Our very own Turfite

By TheLongside.co.uk
June 3 2006

Our very own Turfite talks us through his first (and last) experience watching his local team, Malaga, in the fourth part of 'An Exiled Turfite'.

It's Malaga, not Burnley

Where you can drink champagne on beer money. Well almost.

 

 

My first and last football match in Spain was about three years ago at La Rosaleda, home of Malaga FC. We had just bought our house in Spain and decided to spend seven weeks over here to ease or way in to the Spanish way of life. Unbeknown to us there was an English couple living on the next street, and not only were they English, but also from Claret and Blue Land (Burnley).

 

Duncan and his wife Ruth had move to Spain some twelve months earlier from the Duke Bar area. Duncan was a season ticket holder at Malaga, and one night he called to say that one of his friends couldn't make the match and would I like to use his ticket?

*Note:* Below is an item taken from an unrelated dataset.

PR #5918, opened 2023-01-12
Share the existing background job connection with (only) some jobs

jtgeibel:
This should resolve the deadlock issues seen in the initial implementation in #5837. The first commit reverts the revert done in #5909. The second commit then adds the connection pool back to the state available within `Job::perform()`, though now the pool is an `Option<_>` and only available in production. If test coverage of these background jobs is ever desired it could potentially be implemented with the existing infrastructure used in `unhealthy_database` tests.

Of course I jumped at the chance.

 

We set off in his car and picked up another two English lads on the way to our first stop at a little venta (bar). After about half an hour another group of English lads turned up in a mini-bus dressed up in Blue and white of Malaga. After a few beers and tapas we all piled on to the mini-bus and made our way to the ground.

 

On queueing to get in to the ground I saw a bloke with packet of 36 toilet rolls on his shoulder going through the turnstile. I thought it strange that the delivery man had to go through that way. It wasn't until we got to our seats that I noticed the same bloke handing out the toilet rolls to those sat around him, of course I grabbed one. Was this a sign of things to come, or was Malaga a decent team?

 

As the teams came onto the pitch all you could see was a mass of toilet rolls flying through the air along with little pieces of paper cut up in to squares.  I soon realised that watching foreign football wasn't like watching my beloved Burnley, more skilful yes, but it was a shame that most of the skill was trying to deceive the referee.

 

Oscar comes in to mind as everytime one of the opposing team went anywhere near a player he would hit the ground like someone had shot him, but with the grace of a swan. The crowd jumped up in the air baying for the blood of the offending player like a matador going for the kill.

 

Even the lads from England had been taken over by the crowd as they joined in with the booing and jeering until the referee had taken the players name. Then it was time for the player to stop rolling around the floor and push all his team mates aside and take the free kick. This seemed to be the theme throughout the match.

 

How I wished a Norman Hunter type player would come on and show them that football is a man’s game and see how they would have coped with a good old-fashioned up and under. On the way home I said to Duncan about the players hitting the deck everytime a player went anywhere near them and he was horrified that I thought that the players were diving.

 

I just thought to myself that the sun must have gone to his head or to much sangria! Give me the good old-fashioned English footie any day of the week, none of this continental stuff for me!